> Exercise objective: Lines from the entries below that hold "scenarios" form the answer; copy all of them.

> Source data:
▼▼▼
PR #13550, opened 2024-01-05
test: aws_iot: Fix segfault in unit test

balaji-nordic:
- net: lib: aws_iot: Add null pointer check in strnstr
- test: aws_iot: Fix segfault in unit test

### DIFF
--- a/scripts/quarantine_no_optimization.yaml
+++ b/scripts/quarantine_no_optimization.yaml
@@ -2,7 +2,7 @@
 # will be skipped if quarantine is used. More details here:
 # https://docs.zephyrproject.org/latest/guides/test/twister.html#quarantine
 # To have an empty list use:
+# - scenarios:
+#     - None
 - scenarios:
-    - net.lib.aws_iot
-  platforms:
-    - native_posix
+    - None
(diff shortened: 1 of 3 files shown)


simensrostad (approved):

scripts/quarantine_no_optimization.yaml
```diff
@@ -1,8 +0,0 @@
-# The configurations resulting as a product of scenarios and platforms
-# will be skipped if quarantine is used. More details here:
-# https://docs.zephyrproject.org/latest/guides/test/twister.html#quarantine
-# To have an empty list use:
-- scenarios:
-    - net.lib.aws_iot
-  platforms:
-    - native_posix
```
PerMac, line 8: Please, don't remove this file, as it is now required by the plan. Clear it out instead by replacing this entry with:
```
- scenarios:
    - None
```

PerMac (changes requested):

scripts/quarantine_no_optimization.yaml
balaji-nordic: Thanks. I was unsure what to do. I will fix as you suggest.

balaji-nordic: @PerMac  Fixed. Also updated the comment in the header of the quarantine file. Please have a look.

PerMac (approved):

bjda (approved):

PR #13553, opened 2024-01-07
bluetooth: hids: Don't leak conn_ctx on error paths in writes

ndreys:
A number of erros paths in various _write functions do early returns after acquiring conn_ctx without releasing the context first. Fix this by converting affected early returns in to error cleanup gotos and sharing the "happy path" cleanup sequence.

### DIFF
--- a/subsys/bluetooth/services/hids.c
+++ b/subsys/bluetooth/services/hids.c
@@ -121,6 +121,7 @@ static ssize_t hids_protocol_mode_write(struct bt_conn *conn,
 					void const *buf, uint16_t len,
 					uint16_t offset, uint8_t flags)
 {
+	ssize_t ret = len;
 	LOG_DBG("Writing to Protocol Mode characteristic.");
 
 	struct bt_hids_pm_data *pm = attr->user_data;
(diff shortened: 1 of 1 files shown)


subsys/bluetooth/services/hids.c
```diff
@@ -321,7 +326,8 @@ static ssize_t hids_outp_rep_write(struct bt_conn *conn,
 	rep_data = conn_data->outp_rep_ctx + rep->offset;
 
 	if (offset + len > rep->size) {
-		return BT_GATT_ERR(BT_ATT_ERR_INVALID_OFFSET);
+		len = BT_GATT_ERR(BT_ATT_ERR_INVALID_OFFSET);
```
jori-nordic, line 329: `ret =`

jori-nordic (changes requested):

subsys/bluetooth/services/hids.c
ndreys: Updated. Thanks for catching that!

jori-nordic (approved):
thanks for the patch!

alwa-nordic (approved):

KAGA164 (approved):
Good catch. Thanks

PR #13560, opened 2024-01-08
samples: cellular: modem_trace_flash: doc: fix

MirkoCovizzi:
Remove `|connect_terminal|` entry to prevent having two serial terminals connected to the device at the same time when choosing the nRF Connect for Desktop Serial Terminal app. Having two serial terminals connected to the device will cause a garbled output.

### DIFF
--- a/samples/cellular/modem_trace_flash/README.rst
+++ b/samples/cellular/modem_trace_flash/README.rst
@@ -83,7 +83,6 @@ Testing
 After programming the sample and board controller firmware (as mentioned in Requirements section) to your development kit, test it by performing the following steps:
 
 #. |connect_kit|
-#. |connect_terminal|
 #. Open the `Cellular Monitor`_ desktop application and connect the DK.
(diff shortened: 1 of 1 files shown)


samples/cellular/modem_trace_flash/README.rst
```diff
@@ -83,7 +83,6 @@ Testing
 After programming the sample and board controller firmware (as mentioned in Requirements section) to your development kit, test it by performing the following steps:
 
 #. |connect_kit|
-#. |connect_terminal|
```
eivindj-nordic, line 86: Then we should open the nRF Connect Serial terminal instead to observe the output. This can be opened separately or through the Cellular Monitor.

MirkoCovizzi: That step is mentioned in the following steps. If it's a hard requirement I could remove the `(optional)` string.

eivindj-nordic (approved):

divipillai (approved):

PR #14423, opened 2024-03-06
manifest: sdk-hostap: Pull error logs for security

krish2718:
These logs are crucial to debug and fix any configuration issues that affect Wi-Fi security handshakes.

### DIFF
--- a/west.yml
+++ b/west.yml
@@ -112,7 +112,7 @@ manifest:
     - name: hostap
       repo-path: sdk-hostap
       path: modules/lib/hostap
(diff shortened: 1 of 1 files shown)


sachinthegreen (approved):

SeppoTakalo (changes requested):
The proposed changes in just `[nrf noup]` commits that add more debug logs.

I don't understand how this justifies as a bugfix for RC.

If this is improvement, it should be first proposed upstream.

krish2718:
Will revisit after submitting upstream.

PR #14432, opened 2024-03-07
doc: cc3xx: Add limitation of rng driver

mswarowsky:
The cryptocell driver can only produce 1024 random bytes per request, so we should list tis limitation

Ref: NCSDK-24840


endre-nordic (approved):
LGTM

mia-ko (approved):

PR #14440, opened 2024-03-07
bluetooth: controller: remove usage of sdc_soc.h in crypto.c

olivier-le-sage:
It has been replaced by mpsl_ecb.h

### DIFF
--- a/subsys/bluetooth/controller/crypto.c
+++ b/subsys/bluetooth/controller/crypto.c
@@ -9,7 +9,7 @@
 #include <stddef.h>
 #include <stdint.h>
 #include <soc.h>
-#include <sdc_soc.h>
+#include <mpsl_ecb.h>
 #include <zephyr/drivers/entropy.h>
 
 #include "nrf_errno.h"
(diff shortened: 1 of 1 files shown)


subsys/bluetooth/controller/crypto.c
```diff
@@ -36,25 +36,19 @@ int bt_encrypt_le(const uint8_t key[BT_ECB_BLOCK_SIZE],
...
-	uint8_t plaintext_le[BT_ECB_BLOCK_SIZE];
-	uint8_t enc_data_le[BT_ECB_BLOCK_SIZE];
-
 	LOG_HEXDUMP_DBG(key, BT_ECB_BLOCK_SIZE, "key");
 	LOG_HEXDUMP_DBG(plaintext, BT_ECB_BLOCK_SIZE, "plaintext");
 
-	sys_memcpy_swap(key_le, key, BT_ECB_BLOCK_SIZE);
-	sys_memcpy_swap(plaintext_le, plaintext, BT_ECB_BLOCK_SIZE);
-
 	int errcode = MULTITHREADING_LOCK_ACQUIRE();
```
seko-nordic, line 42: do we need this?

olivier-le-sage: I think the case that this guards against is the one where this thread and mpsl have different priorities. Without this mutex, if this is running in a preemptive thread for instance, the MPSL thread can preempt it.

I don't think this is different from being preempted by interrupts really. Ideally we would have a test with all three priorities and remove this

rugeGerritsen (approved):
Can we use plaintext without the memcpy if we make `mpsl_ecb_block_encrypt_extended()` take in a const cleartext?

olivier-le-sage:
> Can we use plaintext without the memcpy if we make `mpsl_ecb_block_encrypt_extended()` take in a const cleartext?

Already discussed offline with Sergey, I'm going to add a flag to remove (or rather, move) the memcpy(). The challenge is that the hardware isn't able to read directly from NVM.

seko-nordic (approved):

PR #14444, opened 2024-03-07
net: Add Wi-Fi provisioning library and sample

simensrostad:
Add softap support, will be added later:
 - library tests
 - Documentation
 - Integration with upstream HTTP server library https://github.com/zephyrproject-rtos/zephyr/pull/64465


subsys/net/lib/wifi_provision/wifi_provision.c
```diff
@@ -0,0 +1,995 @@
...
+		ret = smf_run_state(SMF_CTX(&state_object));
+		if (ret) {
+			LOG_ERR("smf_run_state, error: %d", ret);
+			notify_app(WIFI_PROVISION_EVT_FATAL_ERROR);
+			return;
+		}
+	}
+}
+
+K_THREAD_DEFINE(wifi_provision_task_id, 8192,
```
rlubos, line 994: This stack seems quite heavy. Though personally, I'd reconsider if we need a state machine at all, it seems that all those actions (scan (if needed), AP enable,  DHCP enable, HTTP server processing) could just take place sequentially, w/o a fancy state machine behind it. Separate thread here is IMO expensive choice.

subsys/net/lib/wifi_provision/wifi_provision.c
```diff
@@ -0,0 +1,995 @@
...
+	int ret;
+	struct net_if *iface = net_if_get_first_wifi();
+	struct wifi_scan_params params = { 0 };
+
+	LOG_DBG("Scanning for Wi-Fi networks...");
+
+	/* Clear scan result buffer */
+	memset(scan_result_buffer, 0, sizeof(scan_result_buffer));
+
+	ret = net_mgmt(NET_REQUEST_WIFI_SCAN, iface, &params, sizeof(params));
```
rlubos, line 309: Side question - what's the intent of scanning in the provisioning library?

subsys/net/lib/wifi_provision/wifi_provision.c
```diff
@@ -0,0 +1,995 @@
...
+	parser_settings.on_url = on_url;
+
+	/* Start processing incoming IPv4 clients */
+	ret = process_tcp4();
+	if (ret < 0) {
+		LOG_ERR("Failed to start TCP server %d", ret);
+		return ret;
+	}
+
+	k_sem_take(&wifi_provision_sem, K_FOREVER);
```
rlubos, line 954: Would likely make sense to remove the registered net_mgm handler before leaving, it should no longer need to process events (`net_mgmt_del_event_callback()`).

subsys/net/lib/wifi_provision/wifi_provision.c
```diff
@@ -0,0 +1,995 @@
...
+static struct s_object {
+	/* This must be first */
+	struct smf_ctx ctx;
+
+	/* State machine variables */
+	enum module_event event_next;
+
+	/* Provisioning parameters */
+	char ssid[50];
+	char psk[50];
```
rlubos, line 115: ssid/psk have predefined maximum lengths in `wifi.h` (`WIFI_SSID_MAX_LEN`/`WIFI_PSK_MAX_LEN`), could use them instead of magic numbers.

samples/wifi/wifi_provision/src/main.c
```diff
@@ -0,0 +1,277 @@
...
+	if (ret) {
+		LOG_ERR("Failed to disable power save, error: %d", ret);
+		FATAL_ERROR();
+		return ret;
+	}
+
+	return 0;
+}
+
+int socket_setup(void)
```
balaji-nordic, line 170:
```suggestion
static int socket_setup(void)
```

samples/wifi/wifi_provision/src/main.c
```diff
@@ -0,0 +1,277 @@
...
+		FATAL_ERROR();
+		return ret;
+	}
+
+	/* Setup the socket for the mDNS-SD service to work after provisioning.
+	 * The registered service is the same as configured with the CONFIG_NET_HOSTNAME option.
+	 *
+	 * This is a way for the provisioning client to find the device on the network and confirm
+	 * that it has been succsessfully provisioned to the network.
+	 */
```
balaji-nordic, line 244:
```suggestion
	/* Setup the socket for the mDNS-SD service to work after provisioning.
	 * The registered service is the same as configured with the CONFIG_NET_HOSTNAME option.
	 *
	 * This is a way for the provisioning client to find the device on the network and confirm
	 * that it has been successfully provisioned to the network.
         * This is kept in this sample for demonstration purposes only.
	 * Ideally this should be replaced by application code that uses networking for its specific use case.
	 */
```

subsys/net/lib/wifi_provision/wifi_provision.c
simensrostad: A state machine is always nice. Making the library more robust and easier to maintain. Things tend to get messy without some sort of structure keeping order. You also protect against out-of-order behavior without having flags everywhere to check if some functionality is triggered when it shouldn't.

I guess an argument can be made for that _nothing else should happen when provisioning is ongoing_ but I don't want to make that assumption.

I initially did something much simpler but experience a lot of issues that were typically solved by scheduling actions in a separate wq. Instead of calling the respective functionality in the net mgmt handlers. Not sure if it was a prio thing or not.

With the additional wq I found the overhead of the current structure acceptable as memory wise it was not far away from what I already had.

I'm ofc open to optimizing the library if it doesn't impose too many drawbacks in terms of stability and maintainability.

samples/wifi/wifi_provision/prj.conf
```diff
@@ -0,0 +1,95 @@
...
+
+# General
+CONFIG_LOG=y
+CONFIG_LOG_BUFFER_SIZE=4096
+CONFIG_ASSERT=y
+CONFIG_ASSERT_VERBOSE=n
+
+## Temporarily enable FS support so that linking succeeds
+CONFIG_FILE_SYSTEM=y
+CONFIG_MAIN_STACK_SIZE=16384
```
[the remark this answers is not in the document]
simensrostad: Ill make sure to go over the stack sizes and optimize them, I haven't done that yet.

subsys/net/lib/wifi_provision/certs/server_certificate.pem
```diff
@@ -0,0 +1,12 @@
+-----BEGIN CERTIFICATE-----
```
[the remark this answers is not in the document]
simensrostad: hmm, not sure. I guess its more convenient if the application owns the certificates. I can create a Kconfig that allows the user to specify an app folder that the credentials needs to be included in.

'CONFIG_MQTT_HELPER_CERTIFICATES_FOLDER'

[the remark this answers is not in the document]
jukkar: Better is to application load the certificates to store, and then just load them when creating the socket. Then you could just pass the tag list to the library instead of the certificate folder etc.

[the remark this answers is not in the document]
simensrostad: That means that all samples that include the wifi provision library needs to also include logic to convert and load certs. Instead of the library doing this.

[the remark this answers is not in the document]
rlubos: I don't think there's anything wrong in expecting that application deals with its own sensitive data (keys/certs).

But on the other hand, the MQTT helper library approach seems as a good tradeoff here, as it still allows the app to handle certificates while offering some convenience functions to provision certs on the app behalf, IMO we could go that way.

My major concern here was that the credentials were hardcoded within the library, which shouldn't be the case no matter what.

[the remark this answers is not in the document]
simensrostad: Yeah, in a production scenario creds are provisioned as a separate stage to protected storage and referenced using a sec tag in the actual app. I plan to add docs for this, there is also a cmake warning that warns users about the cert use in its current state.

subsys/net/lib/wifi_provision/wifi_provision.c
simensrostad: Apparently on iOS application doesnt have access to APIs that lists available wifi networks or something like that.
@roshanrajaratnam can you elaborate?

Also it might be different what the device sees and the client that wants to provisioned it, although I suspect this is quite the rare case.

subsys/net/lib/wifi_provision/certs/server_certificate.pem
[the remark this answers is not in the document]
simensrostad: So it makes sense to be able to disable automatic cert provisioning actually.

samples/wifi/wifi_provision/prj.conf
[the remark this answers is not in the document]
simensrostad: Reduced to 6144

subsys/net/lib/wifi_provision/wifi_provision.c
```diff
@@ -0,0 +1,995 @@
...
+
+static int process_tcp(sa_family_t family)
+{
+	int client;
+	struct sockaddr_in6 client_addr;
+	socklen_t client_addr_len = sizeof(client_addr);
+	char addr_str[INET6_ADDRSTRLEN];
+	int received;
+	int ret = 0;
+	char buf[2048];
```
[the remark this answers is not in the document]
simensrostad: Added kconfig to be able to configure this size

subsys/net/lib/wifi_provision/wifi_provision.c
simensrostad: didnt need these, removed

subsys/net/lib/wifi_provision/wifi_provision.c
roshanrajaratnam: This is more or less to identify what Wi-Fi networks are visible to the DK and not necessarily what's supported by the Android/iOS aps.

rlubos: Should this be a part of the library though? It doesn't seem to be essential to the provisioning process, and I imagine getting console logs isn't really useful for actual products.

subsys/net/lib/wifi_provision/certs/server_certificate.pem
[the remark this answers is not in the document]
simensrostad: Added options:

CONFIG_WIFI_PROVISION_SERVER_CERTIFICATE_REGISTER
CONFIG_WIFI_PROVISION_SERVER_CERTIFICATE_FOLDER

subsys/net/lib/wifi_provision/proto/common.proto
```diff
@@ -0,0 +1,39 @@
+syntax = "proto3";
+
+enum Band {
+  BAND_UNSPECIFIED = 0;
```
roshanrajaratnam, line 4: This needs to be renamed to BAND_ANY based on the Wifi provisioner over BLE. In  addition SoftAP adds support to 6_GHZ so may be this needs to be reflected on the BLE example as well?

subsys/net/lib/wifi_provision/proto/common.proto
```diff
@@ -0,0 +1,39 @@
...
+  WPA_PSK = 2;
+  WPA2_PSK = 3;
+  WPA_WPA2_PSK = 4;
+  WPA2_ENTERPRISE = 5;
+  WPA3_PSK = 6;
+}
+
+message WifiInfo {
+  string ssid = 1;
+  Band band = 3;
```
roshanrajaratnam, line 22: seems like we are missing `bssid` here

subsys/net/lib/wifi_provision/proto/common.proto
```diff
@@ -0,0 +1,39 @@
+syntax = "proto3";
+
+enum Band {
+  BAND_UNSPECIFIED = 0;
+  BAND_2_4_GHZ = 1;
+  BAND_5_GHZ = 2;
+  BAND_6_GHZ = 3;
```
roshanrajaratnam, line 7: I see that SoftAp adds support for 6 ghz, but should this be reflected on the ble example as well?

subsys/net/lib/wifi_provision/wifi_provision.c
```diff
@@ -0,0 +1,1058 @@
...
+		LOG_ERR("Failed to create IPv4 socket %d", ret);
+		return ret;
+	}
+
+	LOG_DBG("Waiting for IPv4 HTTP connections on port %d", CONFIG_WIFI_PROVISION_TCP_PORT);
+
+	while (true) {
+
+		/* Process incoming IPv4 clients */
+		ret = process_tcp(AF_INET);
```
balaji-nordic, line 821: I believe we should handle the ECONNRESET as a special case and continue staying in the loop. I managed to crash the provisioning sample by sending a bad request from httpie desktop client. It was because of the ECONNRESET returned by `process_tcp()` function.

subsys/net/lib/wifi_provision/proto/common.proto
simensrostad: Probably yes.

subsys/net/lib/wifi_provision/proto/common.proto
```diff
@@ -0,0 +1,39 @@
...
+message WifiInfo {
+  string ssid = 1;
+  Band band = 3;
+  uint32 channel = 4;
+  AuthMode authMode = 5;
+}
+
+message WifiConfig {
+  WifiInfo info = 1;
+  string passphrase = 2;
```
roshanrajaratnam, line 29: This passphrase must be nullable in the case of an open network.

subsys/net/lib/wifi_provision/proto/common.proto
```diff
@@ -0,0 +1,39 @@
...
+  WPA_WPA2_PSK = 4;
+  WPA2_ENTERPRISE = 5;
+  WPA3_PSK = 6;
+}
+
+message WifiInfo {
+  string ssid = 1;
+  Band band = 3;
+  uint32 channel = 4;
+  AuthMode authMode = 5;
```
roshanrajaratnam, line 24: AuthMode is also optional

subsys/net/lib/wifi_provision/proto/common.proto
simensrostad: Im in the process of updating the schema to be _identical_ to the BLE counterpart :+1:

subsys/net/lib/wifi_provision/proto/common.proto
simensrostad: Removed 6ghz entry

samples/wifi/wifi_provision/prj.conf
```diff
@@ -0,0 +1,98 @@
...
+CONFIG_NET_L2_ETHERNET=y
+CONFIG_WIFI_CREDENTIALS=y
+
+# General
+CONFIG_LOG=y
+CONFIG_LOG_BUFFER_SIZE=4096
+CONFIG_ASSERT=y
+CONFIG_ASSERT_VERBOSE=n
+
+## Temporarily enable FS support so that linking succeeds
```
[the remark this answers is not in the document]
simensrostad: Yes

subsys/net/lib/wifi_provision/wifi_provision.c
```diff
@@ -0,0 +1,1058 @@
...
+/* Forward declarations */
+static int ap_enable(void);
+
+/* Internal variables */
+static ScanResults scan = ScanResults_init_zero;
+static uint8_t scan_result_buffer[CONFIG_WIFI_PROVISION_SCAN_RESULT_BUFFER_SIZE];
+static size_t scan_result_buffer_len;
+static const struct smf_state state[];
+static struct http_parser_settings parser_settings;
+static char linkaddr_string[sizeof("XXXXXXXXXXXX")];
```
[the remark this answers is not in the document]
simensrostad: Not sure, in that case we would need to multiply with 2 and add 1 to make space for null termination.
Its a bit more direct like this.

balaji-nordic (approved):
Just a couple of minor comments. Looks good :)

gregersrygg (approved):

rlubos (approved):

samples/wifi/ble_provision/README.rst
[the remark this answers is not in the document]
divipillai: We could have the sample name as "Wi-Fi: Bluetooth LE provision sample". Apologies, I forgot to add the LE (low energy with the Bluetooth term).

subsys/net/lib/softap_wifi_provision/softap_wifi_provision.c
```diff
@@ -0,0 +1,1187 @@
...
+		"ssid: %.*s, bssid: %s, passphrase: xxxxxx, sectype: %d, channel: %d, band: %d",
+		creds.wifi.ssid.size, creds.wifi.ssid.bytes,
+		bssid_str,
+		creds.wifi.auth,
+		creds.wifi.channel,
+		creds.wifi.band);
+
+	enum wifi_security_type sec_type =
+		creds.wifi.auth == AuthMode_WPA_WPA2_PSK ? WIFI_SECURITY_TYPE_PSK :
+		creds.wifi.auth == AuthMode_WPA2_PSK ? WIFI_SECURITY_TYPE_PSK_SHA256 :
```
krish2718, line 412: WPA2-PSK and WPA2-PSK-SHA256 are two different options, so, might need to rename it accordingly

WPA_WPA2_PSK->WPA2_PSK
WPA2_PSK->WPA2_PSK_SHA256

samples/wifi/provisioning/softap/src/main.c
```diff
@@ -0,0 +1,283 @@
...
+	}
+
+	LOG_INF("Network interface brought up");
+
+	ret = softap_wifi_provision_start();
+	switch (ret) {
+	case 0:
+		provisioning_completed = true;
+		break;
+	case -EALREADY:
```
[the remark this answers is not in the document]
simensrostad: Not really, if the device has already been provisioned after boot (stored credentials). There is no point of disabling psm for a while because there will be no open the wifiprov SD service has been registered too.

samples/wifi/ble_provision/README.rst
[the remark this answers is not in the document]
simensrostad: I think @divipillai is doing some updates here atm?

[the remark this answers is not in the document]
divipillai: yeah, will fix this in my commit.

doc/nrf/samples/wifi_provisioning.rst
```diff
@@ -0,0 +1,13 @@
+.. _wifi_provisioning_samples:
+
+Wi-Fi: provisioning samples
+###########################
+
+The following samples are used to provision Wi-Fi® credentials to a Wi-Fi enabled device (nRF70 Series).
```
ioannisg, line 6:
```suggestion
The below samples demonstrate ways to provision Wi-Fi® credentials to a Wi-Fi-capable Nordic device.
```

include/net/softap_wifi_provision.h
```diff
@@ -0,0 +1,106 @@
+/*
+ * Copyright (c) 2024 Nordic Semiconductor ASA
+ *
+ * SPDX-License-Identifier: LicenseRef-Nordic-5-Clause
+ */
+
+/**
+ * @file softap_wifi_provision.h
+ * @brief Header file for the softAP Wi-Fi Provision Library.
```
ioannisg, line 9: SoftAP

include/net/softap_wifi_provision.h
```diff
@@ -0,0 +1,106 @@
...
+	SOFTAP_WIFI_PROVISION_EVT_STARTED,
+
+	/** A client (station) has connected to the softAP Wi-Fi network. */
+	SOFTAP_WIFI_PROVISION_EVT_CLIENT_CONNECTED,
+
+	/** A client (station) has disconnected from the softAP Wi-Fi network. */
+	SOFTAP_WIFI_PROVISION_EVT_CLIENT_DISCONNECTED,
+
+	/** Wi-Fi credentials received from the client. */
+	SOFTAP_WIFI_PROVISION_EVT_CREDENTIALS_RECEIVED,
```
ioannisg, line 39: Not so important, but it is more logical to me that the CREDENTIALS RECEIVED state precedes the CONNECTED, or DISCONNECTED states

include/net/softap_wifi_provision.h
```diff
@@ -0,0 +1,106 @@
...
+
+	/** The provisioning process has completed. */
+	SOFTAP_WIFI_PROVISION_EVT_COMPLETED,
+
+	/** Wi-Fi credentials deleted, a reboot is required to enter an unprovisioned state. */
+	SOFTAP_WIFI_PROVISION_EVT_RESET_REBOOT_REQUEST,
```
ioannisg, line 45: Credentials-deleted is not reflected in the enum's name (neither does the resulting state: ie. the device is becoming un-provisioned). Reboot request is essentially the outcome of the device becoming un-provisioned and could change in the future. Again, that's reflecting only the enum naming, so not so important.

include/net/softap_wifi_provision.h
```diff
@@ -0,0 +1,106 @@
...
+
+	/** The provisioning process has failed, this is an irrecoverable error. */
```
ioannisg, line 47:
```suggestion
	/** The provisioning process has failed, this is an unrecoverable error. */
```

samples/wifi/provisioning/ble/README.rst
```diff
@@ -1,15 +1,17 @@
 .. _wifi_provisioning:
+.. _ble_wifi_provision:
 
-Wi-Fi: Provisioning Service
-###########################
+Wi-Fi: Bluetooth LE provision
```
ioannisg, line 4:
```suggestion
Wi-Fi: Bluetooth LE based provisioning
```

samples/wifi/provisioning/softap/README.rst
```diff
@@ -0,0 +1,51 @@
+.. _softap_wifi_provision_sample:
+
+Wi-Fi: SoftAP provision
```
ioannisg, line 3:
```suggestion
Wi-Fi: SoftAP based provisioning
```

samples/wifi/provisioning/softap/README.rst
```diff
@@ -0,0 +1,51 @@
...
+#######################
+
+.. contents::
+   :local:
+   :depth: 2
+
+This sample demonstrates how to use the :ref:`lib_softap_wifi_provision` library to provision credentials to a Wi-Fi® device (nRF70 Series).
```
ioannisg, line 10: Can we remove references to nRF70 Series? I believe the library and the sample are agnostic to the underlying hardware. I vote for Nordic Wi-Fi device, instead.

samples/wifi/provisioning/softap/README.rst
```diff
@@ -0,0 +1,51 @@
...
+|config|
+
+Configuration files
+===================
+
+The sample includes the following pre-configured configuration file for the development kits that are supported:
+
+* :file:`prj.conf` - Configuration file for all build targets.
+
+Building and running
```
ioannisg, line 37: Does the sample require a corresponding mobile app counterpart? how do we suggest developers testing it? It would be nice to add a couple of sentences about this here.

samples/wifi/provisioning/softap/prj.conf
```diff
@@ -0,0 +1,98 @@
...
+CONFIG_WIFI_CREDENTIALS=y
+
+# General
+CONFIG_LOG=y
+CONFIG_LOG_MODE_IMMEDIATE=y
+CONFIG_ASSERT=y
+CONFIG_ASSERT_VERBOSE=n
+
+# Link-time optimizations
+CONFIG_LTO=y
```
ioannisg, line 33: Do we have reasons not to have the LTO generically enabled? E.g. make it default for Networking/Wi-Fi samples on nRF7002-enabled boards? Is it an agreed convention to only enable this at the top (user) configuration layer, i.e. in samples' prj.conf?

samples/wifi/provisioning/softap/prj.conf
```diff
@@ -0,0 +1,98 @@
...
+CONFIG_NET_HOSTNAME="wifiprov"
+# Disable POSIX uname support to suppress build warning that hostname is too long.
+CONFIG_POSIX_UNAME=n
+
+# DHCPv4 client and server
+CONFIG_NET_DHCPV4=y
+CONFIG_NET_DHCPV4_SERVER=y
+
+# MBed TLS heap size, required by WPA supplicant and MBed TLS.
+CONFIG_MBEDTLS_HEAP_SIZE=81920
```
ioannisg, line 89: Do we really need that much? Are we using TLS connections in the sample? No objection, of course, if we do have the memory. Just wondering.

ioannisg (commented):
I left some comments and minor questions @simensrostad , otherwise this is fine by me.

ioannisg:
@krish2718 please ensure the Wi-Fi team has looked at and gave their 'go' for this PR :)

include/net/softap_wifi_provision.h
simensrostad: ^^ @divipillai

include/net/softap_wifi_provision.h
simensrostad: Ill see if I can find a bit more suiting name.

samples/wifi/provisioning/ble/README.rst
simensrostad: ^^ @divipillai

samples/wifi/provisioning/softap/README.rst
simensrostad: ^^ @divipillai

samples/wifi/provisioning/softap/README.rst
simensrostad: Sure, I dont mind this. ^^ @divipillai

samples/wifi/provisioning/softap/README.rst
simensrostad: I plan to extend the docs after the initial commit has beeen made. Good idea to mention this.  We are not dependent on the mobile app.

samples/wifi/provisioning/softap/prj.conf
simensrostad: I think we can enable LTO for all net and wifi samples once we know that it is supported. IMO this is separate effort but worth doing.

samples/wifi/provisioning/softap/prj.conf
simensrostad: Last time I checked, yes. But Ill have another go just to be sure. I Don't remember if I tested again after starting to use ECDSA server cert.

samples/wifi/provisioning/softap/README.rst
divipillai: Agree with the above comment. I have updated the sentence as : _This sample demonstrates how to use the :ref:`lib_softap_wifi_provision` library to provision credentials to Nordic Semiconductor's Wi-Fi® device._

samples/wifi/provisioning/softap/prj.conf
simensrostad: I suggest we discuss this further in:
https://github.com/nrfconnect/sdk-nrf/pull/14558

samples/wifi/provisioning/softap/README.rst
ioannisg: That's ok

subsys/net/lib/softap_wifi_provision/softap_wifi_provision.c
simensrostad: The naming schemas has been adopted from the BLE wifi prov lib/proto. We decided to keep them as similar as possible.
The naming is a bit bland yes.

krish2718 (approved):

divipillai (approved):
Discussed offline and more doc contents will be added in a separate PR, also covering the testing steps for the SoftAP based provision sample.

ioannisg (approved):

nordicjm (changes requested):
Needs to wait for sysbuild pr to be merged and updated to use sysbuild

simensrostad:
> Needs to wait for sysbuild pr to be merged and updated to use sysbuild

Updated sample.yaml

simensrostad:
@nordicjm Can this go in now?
▲▲▲
> Completed exercise:
+# - scenarios:
 - scenarios:
-# The configurations resulting as a product of scenarios and platforms
-- scenarios:
- scenarios:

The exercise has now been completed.